I think they should all get orange jump suits, but I suspect that Mr. Obama would beg to differ.
The key words in Apples response is that the phone would have to be in their physical position to load the software, because it cannot be loaded by the normal process (because you have to know the password to do that...)
So, if the phone is in your physical possession, and you can break it enough to load software at the hardware level, you can also read data at the hardware level. So why do they need the software if they can read the data? Once they have the data, a brute force attack is very simple, because the password can only include a few digits as it must be entered through the phone keypad in normal use. That would take a few seconds at most.

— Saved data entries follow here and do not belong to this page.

PR #241, opened 2026-06-01
Test QR rules with CUDA

kshyatt:


kshyatt:
OK, this is now working for QR on full `CuMatrix`, but there are still scalar indexing errors for `Diagonal` because dispatch for `SubArray{T, 2, Diagonal{T, CuVector{T}}` is awful. I'd be ok with merging this as-is if the pullback modifications look ok, and then come back for another swing at the `Diagonal` case.

src/pullbacks/qr.jl
```diff
@@ -31,9 +31,18 @@ function check_and_prepare_qr_cotangents(
...
-        Δgauge_R = norm(view(ΔR₂₂, uppertriangularind(ΔR₂₂)), Inf)
-        Δgauge_R = max(Δgauge_R, norm(view(ΔR₂₂, diagind(ΔR₂₂)), Inf))
-        Δgauge = max(Δgauge, Δgauge_R)
+        if p < minmn # otherwise ΔR₂₂ is empty
+            # uppertriangularind generates linear indices
+            # compute the appropriate offset in ΔR so we aren't
+            # operating on a view-of-view, which doesn't work
+            # for GPU arrays
+            offset = LinearIndices(ΔR)[p + 1, p + 1]
+            upper_inds = uppertriangularind(ΔR₂₂) .+ offset
```
Jutho: I would expect some `-1` to appear here. The current `offset` is not really an offset, but the first index. Put differently, if `p=0`, we should just have `uppertriangularind = uppertriangularind(ΔR₂₂)`. But `offset` would be `1` in this case. 

Actually, looking into this further, this doesn't work at all. You cannot simply take `uppertriangularind(ΔR₂₂)` and compute from this the corresponing indices in `ΔR` by just adding the same offset to all indices. It depends on the columns that they are in. Let me think about this.

kshyatt: What's crazy then is that it works for Mooncake 😬 . The perils of doing this sleep deprived...

kshyatt: The problem is that these pullbacks constantly create views of wrappers of views which just doesn't work on the GPU arrays because we don't have dispatch for it. Either we need to support this in StridedView or just convert these to proper arrays and allocate.

Jutho: No problem; I didn't know views of views don't work on GPU, so that's why I did it like this. `uppertriangularind` is not a `StridedView`, so StridedViews.jl cannot help. I'll also think about other solutions.

kshyatt: Yeah, it's super frustrating! I may see if I can tweak things in GPUArrays to make these views-of-wrapper-of-views work, Tim may be sad about it because of compiler burden but ✨ in theory ✨ it should work

kshyatt: I think "view of view" is fine -- the problem comes when you have something like `SubArray{T, 2, UpperTriangular{T, SubArray{T, 2, CuArray{T, 2}}}}` which is a dispatch nightmare (how do you detect this is "really" a GPU array?)

lkdvos (commented):
Would it make sense to introduce a `project_triu(!)` and/or `norm_triu` function for this, and just overload the GPU ones to allocate?

As a side note, we might at some point try and not generate any of the gauge dependency checks if the tolerance is set to 0, as a way to disable the warnings, or alternatively put the entire thing in a `@warn` block so we can disable that, since these checks are starting to feel a bit expensive if we need to start allocating.

kshyatt:
> Would it make sense to introduce a project_triu(!) and/or norm_triu function for this, and just overload the GPU ones to allocate?

Yeah I think that could be a nice way to handle it, however I'm unsure if it's that helpful if it's only used in these checks.

src/pullbacks/qr.jl
Jutho: It seems it must be view of view, since `ΔR₂₂ = view(ΔR, (p + 1):minmn, (p + 1):n)` is not explicitly wrapped in an `UpperTriangular` array. The original lines directly contained:

```julia
ΔR₂₂ = view(ΔR, (p + 1):minmn, (p + 1):n)
do_something_with( view(ΔR₂₂, uppertriangularind(ΔR₂₂)) )
```

Jutho: Would something like this work:
```julia
I = uppertriangularind(ΔR₂₂)
upper_inds = view(LinearIndices(ΔR), (p + 1):minmn, (p + 1):n)[I]
ΔR₂₂upper = view(ΔR, upper_inds)
```

kshyatt: I'll give it a try, thanks for the suggestion

kshyatt: Seems to have helped here, now we have a problem elsewhere in the pullback!

src/pullbacks/qr.jl
```diff
@@ -160,7 +170,16 @@ function remove_qr_gauge_dependence!(ΔQ, ΔR, A, Q, R; rank_atol = MatrixAlgebr
...
     ΔR₂₂ = view(ΔR, (r + 1):minmn, (r + 1):size(R, 2))
     zero!(diagview(ΔR₂₂))
-    zero!(view(ΔR₂₂, uppertriangularind(ΔR₂₂)))
+    if r < minmn
+        # uppertriangularind generates linear indices
+        # compute the appropriate offset in ΔR so we aren't
+        # operating on a view-of-view, which doesn't work
+        # for GPU arrays
+        offset = LinearIndices(ΔR)[r + 1, r + 1]
+        upper_inds = uppertriangularind(ΔR₂₂) .+ offset
```
Jutho: This is still using the old (faulty) strategy, so it needs to be updated in the same way as in the gauge check above. Maybe that is the origin of the remaining failures.

src/pullbacks/qr.jl
```diff
@@ -75,7 +84,7 @@ function qr_pullback!(
 
 
     Q₁ = view(Q, :, 1:p)
-    R₁₁ = UpperTriangular(view(R, 1:p, 1:p))
+    R₁₁ = UpperTriangular(R[1:p, 1:p])
```
Jutho: This is a subtle and impactful change. The `UpperTriangular` wrapper is really only necessary to enable the `rdiv!` call below. If GPUs cannot deal with `UpperTriangular` of a view of a `GPUArray`, then maybe we need to call the corresponding BLAS/LAPACK methods directly, or have some intermediate wrapper like `rdiv_uppertriangular!`.

kshyatt: > If GPUs cannot deal with UpperTriangular of a view of a GPUArray

Indeed they can't :(

Jutho: I even wonder how `rdiv!(::Matrix, ::UpperTriangular)` is evaluated on the GPU, since you need cuSOLVERDx to access TRSM.

kshyatt: Through https://docs.nvidia.com/cuda/cublas/#cublas-t-trsm I think

kshyatt: BTW `cuSOLVERDx` is only for *device side* code, so it can only be called by running CUDA kernels, not from *host side* code as we are doing here...

kshyatt:
The Enzyme windows fail is happening on `main` and seems unrelated

src/pullbacks/qr.jl
Jutho: Strange that I did not discover cublas trsm when I was looking for it. Anyway, I think it would be useful to keep the view if possible. I don't actually see the code pathway that `rdiv!(CuMatrix, UpperTriangular(CuArray(...)))` tales to reach CUBLAS TRSM, so I don't understand how it works now (it is hard to test this without access to a GPU).

src/pullbacks/qr.jl
```diff
@@ -160,7 +171,20 @@ function remove_qr_gauge_dependence!(ΔQ, ΔR, A, Q, R; rank_atol = MatrixAlgebr
...
-    zero!(view(ΔR₂₂, uppertriangularind(ΔR₂₂)))
+    if r < minmn
+        # uppertriangularind generates linear indices
+        # compute the appropriate offset in ΔR so we aren't
+        # operating on a view-of-view, which doesn't work
+        # for GPU arrays
+        # uppertriangularind generates linear indices
+        # compute the appropriate offset in ΔR so we aren't
+        # operating on a view-of-view, which doesn't work
+        # for GPU arrays
```
Jutho, line 182: Comment seems to be duplicated.

src/pullbacks/qr.jl
kshyatt: https://github.com/JuliaGPU/CUDA.jl/blob/fbb90981cbde21d979087ad518a510f5b38f95b3/lib/cusolver/src/linalg.jl#L43 is this what you're looking for?

Jutho: Not really, this is internally in dividing using `\` by a general matrix, which is then evaluated by computing its QR decomposition and then directly calling `cuBLAS.trsm!` on the triangular factor. Here we already have the triangular factor, so I indeed want to call `trsm!`, but using generic code, which is why I was using `ldiv!`/`rdiv!`. And I don't see where `rdiv!(first_arg, second_arg::UpperTrangiular)` is then actually lowered to `cuBLAS.trsm!` in the CuArray case (and why that only works for a pure CuMatrix and not for a view over it.)

kshyatt: I think I figured it out, it's a combo of:

https://github.com/JuliaLang/LinearAlgebra.jl/blob/1dcf75c70ea5a8d518ce71efe04c6c1e2093628d/src/triangular.jl#L1263

and 

https://github.com/JuliaGPU/CUDA.jl/blob/fbb90981cbde21d979087ad518a510f5b38f95b3/lib/cublas/src/linalg.jl#L443

lkdvos: To unblock this: shall we indeed create a helper `rdiv!_uppertriangular!` that for now just avoids the copy on the CPU and simply copies on the GPU with a `# TODO: dispatch to trsm! directly`

Jutho: But Then I don't understand why it doesn't work. The argument `B::StridedCuMatrix` in https://github.com/JuliaGPU/CUDA.jl/blob/fbb90981cbde21d979087ad518a510f5b38f95b3/lib/cublas/src/linalg.jl#L443 should accept a view of a `CuMatrix`, no? My apologies for being annoying, my lack of access to a GPU to test these things myself makes me ask these questions.

kshyatt: Sorry that I left this by the wayside. @jutho it's **not** annoying at all so please don't hesitate to ask such questions :). [Here](https://github.com/JuliaGPU/CUDA.jl/blob/5d78ab5e456a64999931883222b95e2e7cb31d6e/CUDACore/src/array.jl#L391) is the definition of `StridedCuMatrix`, but I think the problem we have is this doesn't accept `UpperTriangular{T, <:StridedCuMatrix{T}}`

kshyatt: So either one must create an `UpperTriangular` of a straight `CuMatrix` OR create a "pure" view

Jutho: No I am still confused. The `LinearAlgebra._rdiv!` lowers to `generic_mattridiv!`, but also unwraps the `UpperTriangular` argument, so at that point it is just `generic_mattrivdiv!` with the `parent` of the `UpperTriangular`, and there are no more explicit `Triangular` wrappers present anymore. And then the implementation of `generic_mattrivdiv!` in CUDA takes over, and that does accept a `StridedCuMatrix`, no?

kshyatt: Oh I see what's wrong, it's that additionally we use `rdiv!(ΔQ₁, R₁₁') ` so the type of the RHS is 

`LinearAlgebra.LowerTriangular{ComplexF64, LinearAlgebra.Adjoint{ComplexF64, SubArray{ComplexF64, 2, CUDACore.CuArray{ComplexF64, 2, CUDACore.DeviceMemory}`

which is too much unwrapping :(

Jutho: No that cannot be it; the `_rdiv!` is

```
_rdiv!(C::AbstractMatrix, A::AbstractMatrix, B::UpperOrLowerTriangular) =
    generic_mattridiv!(C, uplo_char(B), isunit_char(B), _wrapperop(parent(B)), A, _unwrap_at(parent(B)))
```

and the `_wrapperop(parent(B))` extracts the `adjoint`, whereas `_unwrap_at(parent(B))` returns the actual `view(::CuArray)`.

kshyatt: 🤷 

This is what's being called in the stack trace if we restore what was there previously with the view

```julia
rdiv!(A::CUDACore.CuArray{Float64, 2, CUDACore.DeviceMemory}, B::LinearAlgebra.LowerTriangular{Float64, LinearAlgebra.Adjoint{Float64, SubArray{Float64, 2, CUDACore.CuArray{Float64, 2, CUDACore.DeviceMemory}, Tuple{UnitRange{Int64}, UnitRange{Int64}}, false}}})                                                                                           
      @ LinearAlgebra ~/.julia/juliaup/julia-1.12.6+0.x64.linux.gnu/share/julia/stdlib/v1.12/LinearAlgebra/src/triangular.jl:1184   
```

kshyatt: I think it's actually `istriu` that's hurting us due to the nested types

kshyatt: OK, testing locally and using internal `_rdiv!`, which bypasses the `istriu` check which doesn't dispatch nicely, everything seems to work well 🎉 with the view 🎉

Jutho: This is ridiculous:
```julia
function rdiv!(A::AbstractMatrix, B::AbstractTriangular)
    if istriu(B)
        _rdiv!(A, A, uppertriangular(B))
    else
        _rdiv!(A, A, lowertriangular(B))
    end
end
```
So `istriu` returns true for `UpperTriangular` and `UnitUpperTriangular`, but for `(Unit)LowerTrianguar`, rather than returning `false`, it goes via the generic `istriu` for `AbstractMatrix` check, checking that all elements are zero. But in this function in particular, you already know that `B` is `AbstractTriangular`, so really there is no point in doing this.

Jutho: This kind of shenanigans is exactly why I don't like LinearAlgebra.jl

kshyatt: Yes, exactly. You can have the stupid and annoying case where the `LowerTriangular` has all zeros except on diagonal 0 so it would in fact be `triu`. But here we have extra info, so we can bypass. The risk of course is the internal API changes...

kshyatt: Shenanigans, or hijinx? 😇

Jutho: This goes beyond my English vocabulary. I will need to consult with the person saying "I know words. I have the best words".

kshyatt: - Shenanigans
- Hijinx
- Tomfoolery

Trying to think of others...

Jutho: In any case, I think this needs to be reported, I think this could lead to silent errors even, if you make a `LowerTriangular` wrapper of a matrix that indeed happens to be zero below the diagonal, but not above the diagonal (so the storage is in fact upper triangular, whereas `LowerTriangular(storage)` is essentially diagonal).

Jutho: I'd be happy to tap into `generic_mattridiv!(C, uplo_char(B), isunit_char(B), _wrapperop(parent(B)), A, _unwrap_at(parent(B)))` for now, even if this is not a public function.

kshyatt: Hm, so do we want to keep `_rdiv!`, or change to `generic_mattridiv!`?

Jutho: I am fine either way. `_rdiv!` feels a bit more internal than `generic_mattridiv!`, but the latter has a more complicated signature, so `_rdiv!` probably is the easier solution. Maybe add a `TODO` comment to change this at some point in the future when LinearAlgebra.jl gets its **** together.

Jutho (approved):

@Ed Said- "So why do they need the software if they can read the data? "
Because the software requested to help the FBI ONLY disarms the 'auto-distruct' feature (if the entry code is tried unsuccessfully 10 times).
The actual DATA of importance to the FBI is still encrypted on the phone.
The FBI (not Apple) will then force-enter random codes, until they 'get in'… once 'in (with the finally correct code), the data is unencrypted, and is readable…
I hope this explanation helps you understand.
In any event, the FBI IS asking (indirectly) for the technique to access ANY iPhone with this yet-to-be-created software demanded of Apple… a terrible thought, that must be resisted.
Any information about co conspirators or contacts on that phone will be out of date, by the time the Government and Apple end their dispute. A dispute that clearly won't be settled until it reaches the Supreme Court. That will take months. Months that will give anyone on that phone to disappear, if they hadn't already.
This is a gun grab by the Feds nothing more.
@RSD But they still wouldn't have the password, so they would still have to brute force it as you say, just on the phone. That is the only reason why the 10 strikes and your out is a problem for them. Also, on the phone they would have to try manually, but off the phone they could automate the attack, and it would be over in seconds.
To be able to bypass the password to get software onto the phone at the hardware level is more work that reading data off the phone, since you have to be precise about where you put it so you don't over-write something you want. If you are just reading, you read it all and figure out which bytes you want off the hardware.
Of course they could ask for Apple to build a back door into the encryption, not just defeat the 10 tries limit. But wait, Apple already did, they just didn't keep a key for it. Of course, the county didn't use that feature, but it is exactly how (good) corporate IT departments can unlock a phone when the user forgets their password.